Very common is a type of seesaw. One thing moves down (releases gravitational energy), while another thing moves up (stores gravitational energy). Later you can use this stored gravitational energy when the first thing has left the device.
Closely related are weight on strings. During a movement, this weight is pulled up. Later, this weight is released again to provide energy. Often, these weights were plastic bottles or canisters filled with water or sand, which allows easy fine-tuning of the weights.
Yet another ingenious way of strong energy is a pendulum. One example I have seen used the removal of a power screwdriver from its holder to set a pendulum in motion. This was then converted into rotational movement that powered a magnetic disc that took screws out of a storage container, oriented them, and put them in a small buffer for the worker to use. The pendulum stored just enough energy to get five to six screws, which was all what the worker needed.
Naturally, you can also wind up springs, as for example in the Toyota Kaikan video above. Rubber bands also work.
Besides weight, energy can also be stored as a momentum. An object rolling forward can activate a lever simply through its momentum. This momentum can be linear or angular. Such, a flywheel, sufficiently large, can power an entire bus.
Energy Dissipation
Not as common but still sometimes necessary are devices to get rid of excess energy. You simply convert the movement into heat through friction. These could be brakes, oil dampers, or similar. Usually this is not much of a challenge.
Principles of Movement
If you have ever taken a fundamental kinematics course and wondered when you will ever need those kind of contraptions, well, for karakuri you do! To cover all the things that are possible would by far exceed the scope of this blog (and would not really be my area of expertise either). Hence, here is only the briefest of introductions.
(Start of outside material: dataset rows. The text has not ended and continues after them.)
PR #620, opened 2024-12-11
fix: Allow fragment functions to use a subset of the vertex output on the type level.

iwoplaza:
### Error when fragment input contains something that the vertex output does not have.
Screenshot 2024-12-11 at 22 20 03

### Error when fragment input contains a key from the vertex output, but the type does not match.
Screenshot 2024-12-11 at 22 35 31


packages/typegpu/src/core/function/tgpuVertexFn.ts
```diff
@@ -59,27 +69,27 @@ export interface TgpuVertexFn<
...
     returnType: outputType as ExoticIO<Output>,
 
-    does(
-      implementation,
-    ): TgpuVertexFn<ExoticIO<VertexAttribs>, ExoticIO<Output>> {
-      // biome-ignore lint/suspicious/noExplicitAny: <no need>
+    does(implementation) {
+      // biome-ignore lint/suspicious/noExplicitAny: <no thanks>
       return createVertexFn(this, implementation as Implementation) as any;
     },
```
reczkok, line 92: Any Police 🚨 (I only include this comment to be fair to @mhawryluk nitpicked earlier on the same thing - I actually think `any` might be more readable here)
```suggestion
    does(implementation) {
      return createVertexFn(
        this,
        implementation as Implementation,
      ) as TgpuVertexFn<
        OmitBuiltins<ExoticIO<VertexIn>>,
        OmitBuiltins<ExoticIO<Output>>
      >;
    },
```

packages/typegpu/src/core/function/tgpuFragmentFn.ts
```diff
@@ -50,24 +59,26 @@ export interface TgpuFragmentFn<
...
+  outputType: FragmentOut,
+): TgpuFragmentFnShell<ExoticIO<FragmentIn>, ExoticIO<FragmentOut>> {
   return {
-    argTypes: [varyingTypes as ExoticIO<Varying>],
-    returnType: outputType as ExoticIO<Output>,
+    argTypes: [inputType as ExoticIO<FragmentIn>],
+    returnType: outputType as ExoticIO<FragmentOut>,
 
-    does(implementation): TgpuFragmentFn<ExoticIO<Varying>, ExoticIO<Output>> {
+    does(implementation) {
```
mhawryluk, line 81: please either add method return type annotation or `as any`, sometimes I get type errors here (but sometimes not lol)

mhawryluk (approved):
Great job! 🚀

reczkok (approved):
Great job 💜

PR #626, opened 2024-12-11
Improve labeling gpu objects

### LINKED ISSUE #582: Investigate missing labels on buffers
The label given to buffer during creation (via root) seems to vanish when actually created (on device). This could be caused by usage not properly populating descriptors. This could also be a bug in WebGPU Inspector (which led mi to find this issue).

mhawryluk:
closes #582


reczkok (approved):
Great work 🕵️‍♂️🔎

iwoplaza (approved):
Awesome! 🌟

PR #634, opened 2024-12-12
Bring back elementCount property on TgpuArray for now

mhawryluk:


iwoplaza (approved):
Awesome! Let's merge it 💜

PR #636, opened 2024-12-12
`root.createBindGroup` API replacing `layout.populate`

### LINKED ISSUE #631: Replace `layout.populate` with new `root.createBindGroup` API

mhawryluk:
closes #631


iwoplaza (approved):
Awesome! 🎉 🌮

reczkok (approved):
Great! Are we replacing the populate API or is this just an additional way? I don't see it hidden here.

iwoplaza:
> Great! Are we replacing the populate API or is this just an additional way? I don't see it hidden here.

We're gonna be deprecating it, but only on the 0.3 branch for now so that it still looks fine in the examples.

PR #637, opened 2024-12-12
chore: Made some APIs public for 0.3

iwoplaza:


packages/typegpu/src/index.ts
```diff
@@ -20,33 +19,65 @@ export const tgpu = {
...
+} from './core/sampler/sampler';
+export {
+  isSampledTextureView,
+  isStorageTextureView,
+  isTexture,
+} from './core/texture/texture';
+export {
+  isUsableAsRender,
+  isUsableAsSampled,
+} from './core/texture/usageExtension';
```
reczkok, line 48: Should we also expose `isBuffer`?

reczkok (approved):
Exciting! Bye bye legacy buffers [*]

packages/typegpu/src/index.ts
iwoplaza: That could be helpful as a public API, I exposed it! 🌄

PR #641, opened 2024-12-13
Deprecate `populate` method on bindGroupLayout

mhawryluk:
references #631


packages/typegpu/src/experimental/index.ts
iwoplaza, line 1: 🔫 Delete this

iwoplaza (approved):
Awesome! 🔔

PR #644, opened 2024-12-16
Allow only vertex usage for buffers containing loose data

### LINKED ISSUE #596: Allow only vertex usage for buffers with a loose schema.

reczkok:
closes #596

### DIFF
--- a/packages/typegpu/src/core/buffer/buffer.ts
+++ b/packages/typegpu/src/core/buffer/buffer.ts
@@ -1,11 +1,9 @@
 import { BufferReader, BufferWriter } from 'typed-binary';
+import { isWgslData } from '../../data';
 import { readData, writeData } from '../../data/dataIO';
-import {
-  type AnyData,
-  isLooseArray,
-  isLooseStruct,
-} from '../../data/dataTypes';
+import type { AnyData } from '../../data/dataTypes';
 import { sizeOf } from '../../data/sizeOf';
+import type { WgslTypeLiteral } from '../../data/wgslTypes';
 import type { Storage } from '../../extension';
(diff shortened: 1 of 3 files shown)


packages/typegpu/src/core/buffer/buffer.ts
```diff
@@ -58,6 +62,12 @@ export function INTERNAL_createBuffer<TData extends AnyData>(
   typeSchema: TData,
   initialOrBuffer?: Infer<TData> | GPUBuffer,
 ): TgpuBuffer<TData> {
+  if (isLooseArray(typeSchema) || isLooseStruct(typeSchema)) {
```
iwoplaza: Tiny nit, can be made more general in case we add more loose schemas.
```suggestion
  if (!isWgslData(typeSchema)) {
```

packages/typegpu/src/core/buffer/buffer.ts
```diff
@@ -83,6 +93,12 @@ export function isUsableAsVertex<T extends TgpuBuffer<AnyData>>(
 // Implementation
 // --------------
 
+type RestrictVertexUsages<TData extends AnyData> = TData extends
+  | { readonly type: 'loose-array' }
+  | { readonly type: 'loose-struct' }
+  ? 'vertex'[]
+  : ('uniform' | 'storage' | 'vertex')[];
```
iwoplaza: Tiny nit, can be made a bit more general, in case we want to add more loose schemas.

```suggestion
type RestrictVertexUsages<TData extends AnyData> = TData extends
  | { readonly type: WgslTypeLiteral }
  ? ('uniform' | 'storage' | 'vertex')[]
  : 'vertex'[];
```

PR #647, opened 2024-12-16
chore: Move slots into experimental `tgpu`.

iwoplaza:


packages/typegpu/src/core/resolve/tgpuResolve.ts
```diff
@@ -44,6 +44,12 @@ export function resolve(options: TgpuResolveOptions): string {
     },
   };
 
+  Object.defineProperty(resolutionObj, 'toString', {
+    value() {
+      return '<root>';
+    },
+  });
```
iwoplaza: Makes it look a lot better in the error logs.

packages/typegpu/src/core/function/tgpuFn.ts
```diff
@@ -150,6 +145,10 @@ function createFn<
     get: () => core.label,
   });
 
+  Object.defineProperty(fn, 'toString', {
+    value: () => `fn:${core.label ?? '<unnamed>'}`,
```
mhawryluk, line 149: why `value` and not `get`?

packages/typegpu/src/core/resolve/tgpuResolve.ts
```diff
@@ -44,6 +44,12 @@ export function resolve(options: TgpuResolveOptions): string {
     },
   };
 
+  Object.defineProperty(resolutionObj, 'toString', {
+    value() {
+      return '<root>';
+    },
```
mhawryluk: arrow function to make it one line

packages/typegpu/src/core/slot/slot.ts
```diff
@@ -0,0 +1,42 @@
...
+// Implementation
+// --------------
+
+class TgpuSlotImpl<T> implements TgpuSlot<T> {
+  readonly resourceType = 'slot';
+  public label?: string | undefined;
+
+  constructor(public defaultValue: T | undefined = undefined) {}
+
+  public $name(label: string) {
```
mhawryluk:
```suggestion
  $name(label: string) {
```

packages/typegpu/src/experimental/index.ts
```diff
@@ -33,6 +34,7 @@ export const tgpu = {
   computeFn,
   vertexLayout,
   bindGroupLayout,
+  slot,
```
mhawryluk, line 37: shouldn't we export other functions and types (`isSlot`, `TgpuSlot`, ...) too?

mhawryluk (approved):
great!! 🚀

packages/typegpu/src/core/function/tgpuFn.ts
iwoplaza: Because `get` makes this property a `computed` property, meaning `.toString` would be the string, instead of a function that returns a string.

mhawryluk: oh, got it

PR #656, opened 2024-12-17
Move standard functions to typegpu/std

### LINKED ISSUE #654: Move standard functions to `typegpu/std`

reczkok:
closes #654


packages/typegpu/src/std/index.ts
```diff
@@ -0,0 +1,5 @@
+import * as functions from './numeric';
+
+export const std = {
+  ...functions,
+};
```
iwoplaza: Lets just export these functions flat, outside of an object, so:

```ts
import { add, mul, ... } from 'typegpu/std';
```

or

```ts
import * as std from 'typegpu/std';
```

iwoplaza (commented):
We need to make `typegpu/std` a new entry point as well, so the `typegpu/package.json` needs a touchup, as well as the `typegpu/tsup.config.ts` file.
There are a couple places like this, best to look everywhere `typegpu/experimental` is being referenced in code.

packages/typegpu/src/std/index.ts
```diff
@@ -0,0 +1 @@
+export * from './numeric';
```
iwoplaza: I know its a lot, but lets list out every exported function, just so we can better control the public API.

iwoplaza (approved):
🦠🦠🦠

PR #671, opened 2024-12-18
Update fluid with atomics example

### LINKED ISSUE #657: Update fluid with atomics example

reczkok:
closes #657


mhawryluk:
```
packages/typegpu dev:watch: Export "AnyWgslData" of module "src/data/wgslTypes.ts" was reexported through module "src/data/index.ts" while both modules are dependencies of each other and will end up in different chunks by current Rollup settings. This scenario is not well supported at the moment as it will produce a circular dependency between chunks and will likely lead to broken execution order.
packages/typegpu dev:watch: Either change the import in "src/core/slot/accessor.ts" to point directly to the exporting module or reconfigure "output.manualChunks" to ensure these modules end up in the same chunk.
packages/typegpu dev:watch: Export "AnyWgslData" of module "src/data/wgslTypes.ts" was reexported through module "src/data/index.ts" while both modules are dependencies of each other and will end up in different chunks by current Rollup settings. This scenario is not well supported at the moment as it will produce a circular dependency between chunks and will likely lead to broken execution order.
packages/typegpu dev:watch: Either change the import in "src/core/slot/slotTypes.ts" to point directly to the exporting module or reconfigure "output.manualChunks" to ensure these modules end up in the same chunk.
packages/typegpu dev:watch: Export "AnyData" of module "src/data/dataTypes.ts" was reexported through module "src/data/index.ts" while both modules are dependencies of each other and will end up in different chunks by current Rollup settings. This scenario is not well supported at the moment as it will produce a circular dependency between chunks and will likely lead to broken execution order.
packages/typegpu dev:watch: Either change the import in "src/tgpuBindGroupLayout.ts" to point directly to the exporting module or reconfigure "output.manualChunks" to ensure these modules end up in the same chunk.
```

⚠️

apps/typegpu-docs/src/content/examples/simulation/fluid-with-atomics/index.ts
```diff
@@ -54,157 +48,207 @@ function encodeBrushType(brushType: (typeof BrushTypes)[number]) {
...
-  let cell = ${getCellNext}(x, y);
-  let waterLevel = cell & ${maxWaterLevel};
+}`)
+  .$uses({ sizeData: sizeUniform });
+
+const getCell = tgpu
+  .fn([d.u32, d.u32], d.u32)
+  .does(/* wgsl */ `(x: u32, y: u32) -> u32 {
+  return currentStateData[getIndex(x, y)];
+}`)
```
mhawryluk:
```suggestion
const getCell = tgpu
  .fn([d.u32, d.u32], d.u32)
  .does(/* wgsl */ `(x: u32, y: u32) -> u32 {
    return currentStateData[getIndex(x, y)];
  }`)
```

same for all the other functions above and below

apps/typegpu-docs/src/content/examples/simulation/fluid-with-atomics/index.ts
```diff
@@ -54,157 +48,207 @@ function encodeBrushType(brushType: (typeof BrushTypes)[number]) {
...
+  .does(/* wgsl */ `(x: u32, y: u32, value: u32) {
+  atomicStore(&nextStateData[getIndex(x, y)], value);
+}`)
+  .$uses({ nextStateData: nextStateStorage, getIndex });
+
+const addToCell = tgpu
+  .fn([d.u32, d.u32, d.u32])
+  .does(/* wgsl */ `(x: u32, y: u32, value: u32) {
+  let cell = getCellNext(x, y);
+  let waterLevel = cell & ${MAX_WATER_LEVEL};
```
mhawryluk: we can put `MAX_WATER_LEVEL` in `$uses` instead of using string interpolation and I'd go with that instead to make it more unified, but I don't insist. same everywhere else

apps/typegpu-docs/src/content/examples/simulation/fluid-with-atomics/index.ts
```diff
@@ -54,157 +48,207 @@ function encodeBrushType(brushType: (typeof BrushTypes)[number]) {
...
 
-const getStableStateBelow = wgsl.fn`(upper: u32, lower: u32) -> u32 {
+const getStableStateBelow = tgpu.fn([d.u32, d.u32], d.u32).does(/* wgsl */ `(upper: u32, lower: u32) -> u32 {
   let totalMass = upper + lower;
-  if (totalMass <= ${maxWaterLevelUnpressurized}) {
+  if (totalMass <= ${MAX_WATER_LEVEL_UNPRESSURIZED}) {
     return totalMass;
-  } else if (totalMass >= ${maxWaterLevelUnpressurized}*2 && upper > lower) {
-    return totalMass/2 + ${maxCompress};
+  } else if (totalMass >= ${MAX_WATER_LEVEL_UNPRESSURIZED}*2 && upper > lower) {
```
mhawryluk:
```suggestion
  } else if (totalMass >= ${MAX_WATER_LEVEL_UNPRESSURIZED} * 2 && upper > lower) {
```

apps/typegpu-docs/src/content/examples/simulation/fluid-with-atomics/index.ts
```diff
@@ -313,60 +381,53 @@ let renderChanges: () => void;
...
+  const compute = tgpu
+    .computeFn([d.builtin.globalInvocationId], {
+      workgroupSize: [options.workgroupSize, options.workgroupSize],
+    })
+    .does(/* wgsl */ `(@builtin(global_invocation_id) gid: vec3u) {
+    decideWaterLevel(gid.x, gid.y);
+  }`)
+    .$uses({ decideWaterLevel });
+
+  const cpp = root.withCompute(compute).createPipeline();
```
mhawryluk: `cpp` -> `computePipeline`

apps/typegpu-docs/src/content/examples/simulation/fluid-with-atomics/index.ts
```diff
@@ -313,60 +381,53 @@ let renderChanges: () => void;
...
+  const vp = root
```
mhawryluk: `vp` -> `renderPipeline`

apps/typegpu-docs/src/content/examples/simulation/fluid-with-atomics/index.ts
```diff
@@ -293,15 +351,25 @@ const fragWGSL = wgsl`
...
-  var r = f32((u32(cell) >> 16) & 0xFF)/255.;
-  var g = f32((u32(cell) >> 8) & 0xFF)/255.;
-  var b = f32(u32(cell) & 0xFF)/255.;
-  if (r > 0.) { g = 1.;}
-  if (g > 0.) { b = 1.;}
-  if (b > 0. && b < 0.5) { b = 0.5;}
+  let normalized = min(cell / f32(0xFF), 1.);
+
+  if (normalized == 0.) {
+    return vec4f(0.937, 0.937, 0.976, 1.);
```
mhawryluk:
```suggestion
    return vec4f();
```

mhawryluk (changes requested):
- remember to merge the main branch, because experimental is no more
- brush size value is effectively shifted by 1 (setting 0 draws 1 square)
- it is very difficult to draw anything with timestep set to low values (don't know if we can do anything about this, maybe rearranging the order of operations could help somehow?)

packages/typegpu/src/data/attributes.ts
```diff
@@ -337,6 +337,9 @@ class DecoratedImpl<TInner extends BaseWgslData, TAttribs extends unknown[]>
   implements Decorated<TInner, TAttribs>
 {
   public readonly type = 'decorated';
+  public readonly '~memIdent'!: TAttribs extends Location<number>[]
+    ? MemIdentity<TInner> | Decorated<MemIdentity<TInner>, TAttribs>
+    : Decorated<TInner, TAttribs>;
```
iwoplaza: I am not 100% sure, but wouldn't the MemIdentity of a Decorated type be this instead?:
```suggestion
  public readonly '~memIdent'!: TAttribs extends Location<number>[]
    ? MemIdentity<TInner> | Decorated<MemIdentity<TInner>, TAttribs>
    : Decorated<MemIdentity<TInner>, TAttribs>;
```

apps/typegpu-docs/src/content/examples/simulation/fluid-with-atomics/index.ts
```diff
@@ -416,29 +494,25 @@ function resetGameData() {
...
 
-  const cellSize = canvas.width / options.size;
-  const x = Math.floor((event.offsetX * window.devicePixelRatio) / cellSize);
-  const y =
-    options.size -
-    Math.floor((event.offsetY * window.devicePixelRatio) / cellSize) -
-    1;
-  const allAffectedCells = [];
+const handleDrawing = (x: number, y: number) => {
+  const allAffectedCells = new Set<{ x: number; y: number }>();
```
iwoplaza: Turn back into array as the Set does not guarantee uniqueness in this case 🙏

iwoplaza (approved):
A W E S O M E

apps/typegpu-docs/src/content/examples/simulation/fluid-with-atomics/index.ts
reczkok: It actually needed neither 🫡

PR #674, opened 2024-12-18
Make plugin not override anything passed in $uses

### LINKED ISSUE #670: Allow overriding function externals via $uses when using plugin
Reproduction:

You convert movement from one form into other forms. Besides changing directions, this means converting back and forth between rotational movement, linear movement, swinging, and intermittent rotation. There will be all kinds of gears, ropes, pulleys, cams, cogs, bars, links, belts, and whatnot. For more inspiration, see the Wikipedia Category:Hardware (mechanical) or Category:Kinematics, or just pick up a good kinematics textbook.
One particularly neat idea (at least to me) was a small set of four gears that converted omnidirectional rotation into unidirectional rotation as shown in the video below.
Beyond Kinematics
Of course, you are not limited by kinematics either. Many karakuri mechanisms use magnets. Others use water jets as described above. I have even seen an example by Denso where they used an karakuri mechanism to activate a syringe that created enough vacuum suction for a suction cup to transport a computer chip. I will write more about such examples in my next post. This is the right time to be creative! Now go out, think out of the box, get your gears moving, and Organize your Industry!
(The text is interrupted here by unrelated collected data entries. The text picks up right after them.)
PR #1856, opened 2025-10-24
impr: Error messages for invalid array and `tgpu.const` usage

aleksanderkatan:
Changes:
- better error when indexing an external array with a runtime index,
- better error when using a const inside TGSL.

### DIFF
--- a/README.md
+++ b/README.md
@@ -8,11 +8,41 @@
 
 </div>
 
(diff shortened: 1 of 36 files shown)


iwoplaza (approved):
Awesome changes! 👏

iwoplaza:
Could you change the name of the PR slightly to describe in more detail what errors were improved? This will make it easier to generate change notes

Another very good article, remembrances fundamental to create energy sources that will be applied for Karakuri understanding. I am expecting for next post with examples, as you said, mostly from the Karakuri Kaizen Exhibition 2017 in Nagoya. Many thanks for sharing.
Very good explanation to provide understanding about Karakuri Kaizen.
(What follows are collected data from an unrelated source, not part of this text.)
PR #1874, opened 2025-10-30
feat: Resolvable guarded compute pipelines

aleksanderkatan:
We decided not to make the guarded pipelines resolvable, but to instead expose the underlying pipeline.

### DIFF
--- a/packages/typegpu/package.json
+++ b/packages/typegpu/package.json
@@ -73,7 +73,7 @@
   },
   "homepage": "https://typegpu.com",
   "devDependencies": {
-    "@ark/attest": "^0.49.0",
+    "@ark/attest": "^0.53.0",
     "@typegpu/tgpu-dev-cli": "workspace:*",
     "@webgpu/types": "catalog:types",
     "arktype": "catalog:",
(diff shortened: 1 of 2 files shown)


packages/typegpu/src/core/root/rootTypes.ts
```diff
@@ -94,6 +95,18 @@ export interface TgpuGuardedComputePipeline<TArgs extends number[] = number[]> {
...
+
+  /**
+   * The underlying pipeline used during `dispatchThreads`.
+   */
+  pipeline: TgpuComputePipeline;
+
+  /**
+   * The buffer used to automatically pass the thread count to the underlying pipeline during `dispatchThreads`.
+   * In case of guarded pipelines that dispatch in less than 3 dimensions,
+   * the remaining values should be filled with 1.
```
iwoplaza:
```suggestion
   * The buffer used to automatically pass the thread count to the underlying pipeline during `dispatchThreads`.
   * For pipelines with a dimension count lower than 3, the remaining coordinates are expected to be 1.
```

iwoplaza (approved):
Yeshh! ✨

PR #1881, opened 2025-11-02
docs: Soft shadows & bounce lighting in the "Jelly Slider" example

iwoplaza:


reczkok:
obraz

The only slight artifact I could find is the shadow "expanding" towards the top but that's barely noticeable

More of practical examples working in the industry will help further.
Thank you.
Could be possible to get bibliography about technical of karakuri, where to learn the systems a learn the mechanical concepts?
I don’t have any books on Karakuri Kaizen in particular. However, there are lots of books on kinematic and mechanics, which – although not labeled “karakuri” – are relevant here. I don’t have any particular book to recommend.